*Aim of the exercise*
For every line in the data below, check for the word "deployment", then state how many lines have it. Answer with the number only.

::::::::::

PR #3919, opened 2023-12-04
Python: Add python connector for Azure OpenAI on your data

sarah-widder:
### Motivation and Context

This change adds a python connector for Azure OpenAI chat completions with data, which was already supported in the .NET SDK. 

### Description

Add connector for Azure OpenAI chat completions with data and associated sample code for how to use it. Some minor changes were made to the SK function to handle the "tool" message that contains the citations and other information returned from the chat completions extensions API.

### Contribution Checklist


moonbox3:
Hi @sarah-widder, you'll want to take a look at the `Merge Gatekeeper` and `Python Lint / ruff` failed steps to see some errors to fix. If you haven't installed the Python package called `black` you should do so. You can then run `black .` in the `semantic-kernel/python` directory and it'll help modify some of the files that are failing checks. You can also install `ruff` to run some similar checks. That'll help remove some references in your files to imports that aren't used.

python/semantic_kernel/semantic_functions/chat_with_data_prompt_template.py
```diff
@@ -0,0 +1,35 @@
...
+if TYPE_CHECKING:
+    from semantic_kernel.orchestration.sk_context import SKContext
+
+ChatMessageT = TypeVar("ChatMessageT", bound=ChatMessage)
+
+
+class ChatWithDataPromptTemplate(ChatPromptTemplate):
+    _messages: List[ChatMessageT]
+
+    def __init__(
```
moonbox3, line 24: nit: could we add a doctstring here, please? It's helpful to provide context to readers/users.

python/semantic_kernel/connectors/ai/open_ai/services/azure_chat_completion_with_data.py
```diff
@@ -0,0 +1,303 @@
...
+            api_version=api_version,
+            api_key=api_key,
+            log=log,
+            ad_token=ad_token,
+            ad_token_provider=ad_token_provider,
+        )
+
+        self._data_source_settings = data_source_settings
+
+    async def complete_chat_async(
```
moonbox3, line 86: Is there any way we can re-use the code that exists in `open_ai_chat_completion_base.py`? Most of the code shown here like `complete_chat_async`, `complete_chat_stream_async`, `_parse_choices` and others exist there.

python/semantic_kernel/connectors/ai/open_ai/models/chat/azure_chat_with_data_response.py
```diff
@@ -0,0 +1,72 @@
...
+            message += choice.delta.content
+
+        return message, choice.index
+
+    async def __aiter__(self):
+        """Iterate through the message stream and yield the assistant response."""
+        if not self._tool_message:
+            await self._iterate_to_assistant_message()
+
+        async for chunk in self._assistant_message:
```
moonbox3, line 59: Similar to a previous comment, we have this code in `async def complete_chat_stream_async` as part of `OpenAIChatCompletionBase`.

python/semantic_kernel/connectors/ai/open_ai/services/azure_config_base.py
```diff
@@ -41,7 +41,7 @@ def __init__(
             )
         if base_url:
             client = AsyncAzureOpenAI(
-                base_url=base_url,
+                base_url=str(base_url),
```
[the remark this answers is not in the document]
sarah-widder: the OpenAI SDK was throwing an error with the pydantic HttpUrl type, so I cast it to a string. Maybe this is not expected?

python/semantic_kernel/connectors/ai/open_ai/models/chat/azure_chat_with_data_response.py
sarah-widder: In this case, the stream returned from the extensions chat completions API isn't just the assistant message deltas - the first message will be the "tool" message, then a message indicating role "assistant", and then the assistant message deltas start from the next message. So this class is intended to wrap the stream so that the first few events are processed to get out the tool message, and then the assistant message deltas can be consumed by the client in an `async for`. If we use the base class there's no way for the client to access the tool message.

python/semantic_kernel/semantic_functions/chat_with_data_prompt_template.py
```diff
@@ -0,0 +1,35 @@
...
+)
+
+if TYPE_CHECKING:
+    from semantic_kernel.orchestration.sk_context import SKContext
+
+ChatMessageT = TypeVar("ChatMessageT", bound=ChatMessage)
+
+
+class ChatWithDataPromptTemplate(ChatPromptTemplate):
+    _messages: List[ChatMessageT]
```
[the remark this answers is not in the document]
sarah-widder: Not needed - removed!

python/semantic_kernel/connectors/ai/open_ai/services/azure_config_base.py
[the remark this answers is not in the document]
eavanvalkenburg: I saw this, added a test and this same fix into a seperate PR.

python/semantic_kernel/orchestration/sk_function.py
```diff
@@ -152,12 +152,19 @@ async def _local_func(client, request_settings, context: "SKContext", **kwargs):
...
-                        completion,
-                        function_call,
-                    ) = await client.complete_chat_with_functions_async(
+                    outputs = await client.complete_chat_with_functions_async(
                         messages, functions, request_settings
                     )
+                    if function_config.has_chat_with_data_prompt:
+                        completion, tool_message, function_call = outputs
+                        if tool_message:
+                            context.objects["tool_message"] = tool_message
```
eavanvalkenburg, line 161: This looks good for now, for v1 we plan to get rid of the current way of working with the context, but for now this works.

python/semantic_kernel/semantic_functions/chat_with_data_prompt_template.py
```diff
@@ -0,0 +1,32 @@
...
+    PromptTemplateConfig,
+)
+from semantic_kernel.template_engine.protocols.prompt_templating_engine import (
+    PromptTemplatingEngine,
+)
+
+ChatMessageT = TypeVar("ChatMessageT", bound=ChatMessage)
+
+
+class ChatWithDataPromptTemplate(ChatPromptTemplate):
```
eavanvalkenburg, line 18: This would have to be inside the connectors.ai.openai folder as it is Azure OpenAI specific

python/semantic_kernel/connectors/ai/open_ai/models/chat/azure_chat_with_data_settings.py
```diff
@@ -0,0 +1,36 @@
...
+from enum import Enum
+from typing import Any, Dict, Optional
+
+class DataSourceType(Enum):
+    """Enum to hold data source type."""
+
+    AZURE_AI_SEARCH = "AzureCognitiveSearch"
+
+@dataclass
+class DataSourceParametersBase:
```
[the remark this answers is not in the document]
eavanvalkenburg: Indeed, prefered is a pydantic class, using semantic_kernel.sk_pydantic.SKBaseModel

python/semantic_kernel/connectors/ai/open_ai/models/chat/azure_chat_with_data_settings.py
```diff
@@ -0,0 +1,41 @@
...
+
+
+class DataSourceType(Enum):
+    """Enum to hold data source type."""
+
+    AZURE_AI_SEARCH = "AzureCognitiveSearch"
+
+
+@dataclass
+class DataSourceParametersBase:
```
eavanvalkenburg, line 15: Why is this base class empty? then what does it add? I prefer not to add classes that are only there because in the future there might be others, unless you already add a second subclass.

eavanvalkenburg (changes requested):
I would really prefer to not have an additional AzureChatCompletion class, instead a azureopenai specific request setting and output parser should be enough (combined with proper base_url support), I'm currently working on revamping the request settings and that is where this becomes much easier to add, then we only need a way to check the result when parsing in the openai_chat_completion_base file to handle the references, in the api definition there are also other extensions being mentioned (for instance OCR) so looks like the structure of the result might change with the new api (2023-12 and onward. In general the service does not need to know what it supports, if you send in a request that uses the extra_body it is used, and then the output should just be properly parsed based on what's in there.

sarah-widder:
> I would really prefer to not have an additional AzureChatCompletion class, instead a azureopenai specific request setting and output parser should be enough (combined with proper base_url support), I'm currently working on revamping the request settings and that is where this becomes much easier to add, then we only need a way to check the result when parsing in the openai_chat_completion_base file to handle the references, in the api definition there are also other extensions being mentioned (for instance OCR) so looks like the structure of the result might change with the new api (2023-12 and onward. In general the service does not need to know what it supports, if you send in a request that uses the extra_body it is used, and then the output should just be properly parsed based on what's in there.

@eavanvalkenburg how would you recommend to handle the output parsing? According to the request setting, e.g. knowing this is a 'with data' call? My concern is that for the streaming case, there wouldn't be a way to access the initial context message (which for data, returns a "tool" message with citations). This is why I wrapped the output to make the initial message processed and accessible and then iterate through the assistant messages.

eavanvalkenburg:
@sarah-widder I think we need a version of the openai_chat_completion_base that has those specifically for Azure, since the extension endpoint requires that, and @moonbox3 is also looking at adding support for assistants which at this time are OpenAI specific, so splitting that will cause some code duplication in the short term but will allow this to work with the same endpoint and just a additional set of request settings, there is currently a complete_chat_with_function_async method, you can follow that pattern to do the parsing there, I plan to merge that into complete_chat_async in the future so if the code is already there then that works!

sarah-widder:
@eavanvalkenburg I see, so we could create methods like `complete_chat_with_data_async`, `complete_chat_with_data_and_functions`, and `complete_chat_stream_with_data_async` - and have the streaming one return the AzureChatWithDataResponse wrapper I mentioned that will process the tool message? Seems reasonable I think. We'll work on this.

python/semantic_kernel/connectors/ai/open_ai/services/azure_chat_completion_with_data.py
```diff
@@ -0,0 +1,369 @@
...
+            Union[str, List[str]] -- The completion result(s).
+        """
+        response = await self._send_request(
+            messages=messages, request_settings=settings, stream=True
+        )
+
+        return AzureChatWithDataStreamResponse(response, settings)
+
+    @staticmethod
+    def _parse_choices(choice) -> Tuple[str, int]:
```
johnliu55-msft, line 212: This method looks exactly like the original implementation in `open_ai_chat_completion_base.OpenAIChatCompletionBase` which this class inherited. Do we need to reimplement this here?

python/semantic_kernel/connectors/ai/open_ai/services/azure_chat_completion_with_data.py
```diff
@@ -0,0 +1,369 @@
...
+            ) from ex
+        if not isinstance(response, AsyncStream):
+            if response.usage:
+                self.log.info(f"OpenAI usage: {response.usage}")
+                self.prompt_tokens += response.usage.prompt_tokens
+                self.completion_tokens += response.usage.completion_tokens
+                self.total_tokens += response.usage.total_tokens
+        return response
+
+    def _create_model_args(
```
johnliu55-msft, line 265: nit: I think most of the codes here duplicates with the original implementation, maybe using a `super()._create_model_args()` would be better?

python/semantic_kernel/connectors/ai/open_ai/models/chat/azure_chat_with_data_settings.py
sarah-widder: There will be others in the future - actually the AOAI with data API already supports several others, but they are in preview and lower priority than AI search for this change. I can remove the base class for now.

python/semantic_kernel/connectors/ai/open_ai/services/azure_chat_completion_with_data.py
sarah-widder: Yeah, I'm moving all of this logic into `open_ai_chat_completion_base.py` since much is reused.

sarah-widder:
Hi @eavanvalkenburg , @johnliu55-msft thanks for your reviews. I refactored to move the with-data handling into the base handler instead of creating a separate service. Please take another look when you have some time and let me know your feedback. I want to add integration tests at some point as well but this will require setting up a search service accessible from the Github workflow, still working on that.

python/semantic_kernel/connectors/ai/open_ai/services/azure_chat_completion_with_data.py
sarah-widder: Refactored to use the base class.

python/semantic_kernel/orchestration/sk_function.py
sarah-widder: From the with-data side, the main thing we need is for the tool message to be in the chat message list (it contains the intent, which is used in future retrieval calls). I added it to the context in case it would need to be used there, but I can take it out if it's not needed.

python/semantic_kernel/connectors/ai/open_ai/services/azure_config_base.py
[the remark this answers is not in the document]
sarah-widder: Thanks!

python/semantic_kernel/connectors/ai/open_ai/services/open_ai_handler.py
```diff
@@ -149,6 +161,32 @@ def _create_model_args(
                 ]
             else:
                 model_args["functions"] = functions
+
+        if request_settings.data_source_settings is not None:
+            model_args["extra_body"] = {
```
eavanvalkenburg, line 166: could you make this part of the data source settings class? and maybe you can then use the model_dump setting of pydantic, that way different versions of this (for AI search and for Cosmos/Mongo can work the same way more easily

python/semantic_kernel/orchestration/sk_function.py
eavanvalkenburg: Understood, at some point I would like to introduce a class to hold responses so that we do not have to deal with this kind of ugly tuple, but that is for later!

python/semantic_kernel/orchestration/sk_function.py
```diff
@@ -166,9 +183,24 @@ async def _local_func(client, request_settings, context: "SKContext", **kwargs):
                     if function_call is not None:
                         context.objects["function_call"] = function_call
                 else:
-                    completion = await client.complete_chat_async(
-                        messages, request_settings
-                    )
+                    if request_settings.data_source_settings is not None and hasattr(
+                        client, "complete_chat_with_data_async"
```
eavanvalkenburg, line 187: What happens with OpenAI Client classes with this?

python/semantic_kernel/orchestration/sk_function.py
```diff
@@ -189,11 +221,28 @@ async def _local_stream_func(client, request_settings, context):
...
+                        client, "complete_chat_stream_with_data_async"
                     ):
-                        completion += partial_content
-                        yield partial_content
+                        response = await client.complete_chat_stream_with_data_async(
+                            messages, request_settings
+                        )
+                        async for partial_content in response:
+                            completion += partial_content
+                            yield partial_content
```
eavanvalkenburg, line 234: this will loop through the content, but then you will not have the sources in the front-end until the full response is in, are the sources also streamed?

python/semantic_kernel/utils/settings.py
```diff
@@ -246,3 +246,33 @@ def azure_aisearch_settings_from_dot_env() -> Tuple[str, str]:
     assert api_key is not None, "Azure AI Search API key not found in .env file"
 
     return api_key, url
+
+
+def azure_aisearch_datasource_settings_from_dot_env() -> Tuple[str, str, str]:
```
eavanvalkenburg, line 251: there already is a azure_aisearch_settings_from_dot_env method, why not extend that with a parameter to also get the index?

python/semantic_kernel/utils/settings.py
```diff
@@ -246,3 +246,33 @@ def azure_aisearch_settings_from_dot_env() -> Tuple[str, str]:
...
+
+def azure_aisearch_datasource_settings_from_dot_env_as_dict() -> Dict[str, str]:
+    """
+    Reads the Azure AI Search environment variables including index name from the .env file.
+
+    Returns:
+        Dict[str, str]: the Azure AI search environment variables
+    """
+    api_key, url, index_name = azure_aisearch_datasource_settings_from_dot_env()
+    return {"key": api_key, "endpoint": url, "indexName": index_name}
```
eavanvalkenburg, line 278: why not index_name?

python/samples/kernel-syntax-examples/azure_chat_gpt_with_data_api.py
```diff
@@ -0,0 +1,95 @@
...
+
+# For example, AI Search index may contain the following document:
+
+# Emily and David, two passionate scientists, met during a research expedition to Antarctica.
+# Bonded by their love for the natural world and shared curiosity, they uncovered a
+# groundbreaking phenomenon in glaciology that could potentially reshape our understanding of climate change.
+
+
+chat_service = sk_oai.AzureChatCompletion(
+    base_url=f"{str(endpoint).rstrip('/')}/openai/deployments/{deployment}/extensions",
```
eavanvalkenburg, line 31: maybe we should move this into a constructur with a flag for the extentions (`if use_extentions: base_url = ...`)

python/semantic_kernel/connectors/ai/open_ai/services/open_ai_chat_completion_base.py
```diff
@@ -85,6 +88,43 @@ async def complete_chat_with_functions_async(
                 _parse_message(choice.message, self.log) for choice in response.choices
             ]
 
+    async def complete_chat_with_data_async(
```
eavanvalkenburg, line 91: we need to move this new set of functions into the `azure_chat_completion` class since they are azure specific...

eavanvalkenburg (changes requested):
Getting there, some changes still needed and I hope to get the first version out of a major PR that changes the request settings setup which will make this easier...

python/semantic_kernel/utils/settings.py
sarah-widder: the extensions with data API expects camel casing (snake case support is in progress)

python/semantic_kernel/connectors/ai/chat_request_settings.py
```diff
@@ -19,7 +22,12 @@ class ChatRequestSettings:
     max_tokens: int = 256
     token_selection_biases: Dict[int, int] = field(default_factory=dict)
     stop_sequences: List[str] = field(default_factory=list)
-    function_call: Optional[str] = None
+    function_call: Optional[str] = (None,)
```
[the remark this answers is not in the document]
sarah-widder: whoops! fixed!!

python/semantic_kernel/connectors/ai/open_ai/services/open_ai_handler.py
sarah-widder: refactored the settings to have the highest level contain dataSources, and AI search contains type and parameters. I think this should be nicely extensible but let me know if you have further thoughts on it.

python/semantic_kernel/orchestration/sk_function.py
sarah-widder: Switched the order so the check for with_data method is first, I think this should be safe for OpenAI clients but I don't have credentials to test one manually

python/semantic_kernel/orchestration/sk_function.py
sarah-widder: Moved the tool message processing before the loop!

python/semantic_kernel/utils/settings.py
sarah-widder: good point. added to that one, also added a method to directly deserialize to the AI search data source class that can be used in the azure chat with data settings.

python/semantic_kernel/connectors/ai/open_ai/services/open_ai_chat_completion_base.py
sarah-widder: moved to `azure_chat_completion`

sarah-widder:
Hi @eavanvalkenburg if you can take another look I’d appreciate another review! Also I wonder if you could help with why the Python integration tests are being skipped, I want to make sure they do run in case there are any issues before merging. Thanks for your help!

python/semantic_kernel/connectors/ai/open_ai/services/azure_chat_completion.py
```diff
@@ -124,6 +141,45 @@ def __init__(
...
+            the Azure portal. You can use either KEY1 or KEY2.
+        api_version: The API version to use. (Optional)
+            The default value is "2023-05-15".
+        ad_auth: Whether to use Azure Active Directory authentication. (Optional)
+            The default value is False.
+        default_headers: The default headers mapping of string keys to
+            string values for HTTP requests. (Optional)
+        log: The logger instance to use. (Optional)
+        use_extensions: Whether to use extensions, for example when chatting with data. (Optional)
+            The default value is False.
```
eavanvalkenburg, line 180: please add a note on what happens when this is set

python/semantic_kernel/connectors/ai/open_ai/services/azure_chat_completion.py
```diff
@@ -171,6 +228,10 @@ def __init__(
         """
         if logger:
             logger.warning("The 'logger' argument is deprecated, use 'log' instead.")
+
+        if use_extensions:
```
eavanvalkenburg, line 232: either note in the docstring that when use_extensions is set, that base_url is ignored, or vice versa, when base_url is set, in theory someone could create an instance with a base_url with /extensions and use_extension = False, what happens then?

python/semantic_kernel/connectors/ai/open_ai/utils.py
```diff
@@ -189,7 +189,7 @@ async def chat_completion_with_function_call(
 
 
 def _parse_message(
-    message: ChatCompletion, logger: Optional[Logger] = None
+    message: ChatCompletion, logger: Optional[Logger] = None, with_data: bool = False
 ) -> Tuple[Optional[str], Optional[FunctionCall]]:
```
eavanvalkenburg, line 193: please update the output typing

python/semantic_kernel/utils/settings.py
```diff
@@ -231,7 +235,7 @@ def redis_settings_from_dot_env() -> str:
     return connection_string
 
 
-def azure_aisearch_settings_from_dot_env() -> Tuple[str, str]:
+def azure_aisearch_settings_from_dot_env() -> Tuple[str, str, str]:
```
eavanvalkenburg, line 238: I would prefer the index to be driven by a include_index_name variable, and then returning 2 or 3 items in the Tuple, so that this is not a breaking change.

eavanvalkenburg (changes requested):
some minor things, starting to look good!

python/semantic_kernel/connectors/ai/open_ai/services/azure_chat_completion.py
sarah-widder: Noted in the docstring. If use_extensions is false, but base_url has /extensions, it will still call the extensions API so it's the same as use_extensions=True.

python/semantic_kernel/connectors/ai/open_ai/services/azure_chat_completion.py
sarah-widder: Updated docstring

python/semantic_kernel/utils/settings.py
sarah-widder: Good call. Updated this.

python/samples/kernel-syntax-examples/azure_chat_gpt_with_data_api.py
```diff
@@ -0,0 +1,94 @@
...
+
+# Load Azure OpenAI Settings
+deployment, api_key, endpoint = sk.azure_openai_settings_from_dot_env()
+
+# Load Azure OpenAI with data settings
+azure_aisearch_datasource = sk.azure_aisearch_settings_from_dot_env_as_datasource()
+
+azure_chat_with_data_settings = (
+    sk.PromptTemplateWithDataConfig.AzureChatWithDataSettings(
+        dataSources=[azure_aisearch_datasource]
```
eavanvalkenburg, line 18: I would really like to see the field mapping in here (or a seperate example)

python/semantic_kernel/semantic_functions/prompt_template_with_data_config.py
```diff
@@ -0,0 +1,103 @@
...
+from dataclasses import dataclass, field
+from typing import Any, Dict, List, Optional
+
+from semantic_kernel.semantic_functions.prompt_template_config import (
+    PromptTemplateConfig,
+)
+
+
+@dataclass
+class PromptTemplateWithDataConfig(PromptTemplateConfig):
```
eavanvalkenburg, line 12: Please move this class and file into the connectors/ai/open_ai folders since it is OpenAI specific.

eavanvalkenburg: and maybe it should even be a subclass of OpenAIChatPromptTemplate, since it is a chat feature and then Azure specific.

python/semantic_kernel/utils/settings.py
```diff
@@ -245,4 +251,43 @@ def azure_aisearch_settings_from_dot_env() -> Tuple[str, str]:
...
+    Returns:
+        Dict[str, str]: the Azure AI search environment variables
+    """
+    api_key, url, index_name = azure_aisearch_settings_from_dot_env(
+        include_index_name=True
+    )
+    return {"key": api_key, "endpoint": url, "indexName": index_name}
+
+
+def azure_aisearch_settings_from_dot_env_as_datasource() -> (
```
eavanvalkenburg, line 277: I would prefer if this class does not start including classes from the rest of SK.

eavanvalkenburg (changes requested):
definately getting there, some changes still

python/semantic_kernel/semantic_functions/prompt_template_with_data_config.py
sarah-widder: I don't think it can be a subclass of OpenAIChatPromptTemplate, since it's a PromptTemplateConfig and not a PromptTemplate

python/semantic_kernel/utils/settings.py
sarah-widder: Fair enough. Removed

python/semantic_kernel/semantic_functions/prompt_template_with_data_config.py
sarah-widder: Moved to the open_ai folders and renamed to OpenAIChatPromptTemplateWithDataConfig (nice and long name...). Still inherits from PromptTemplateConfig.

::::::::::

*Exercise response*
2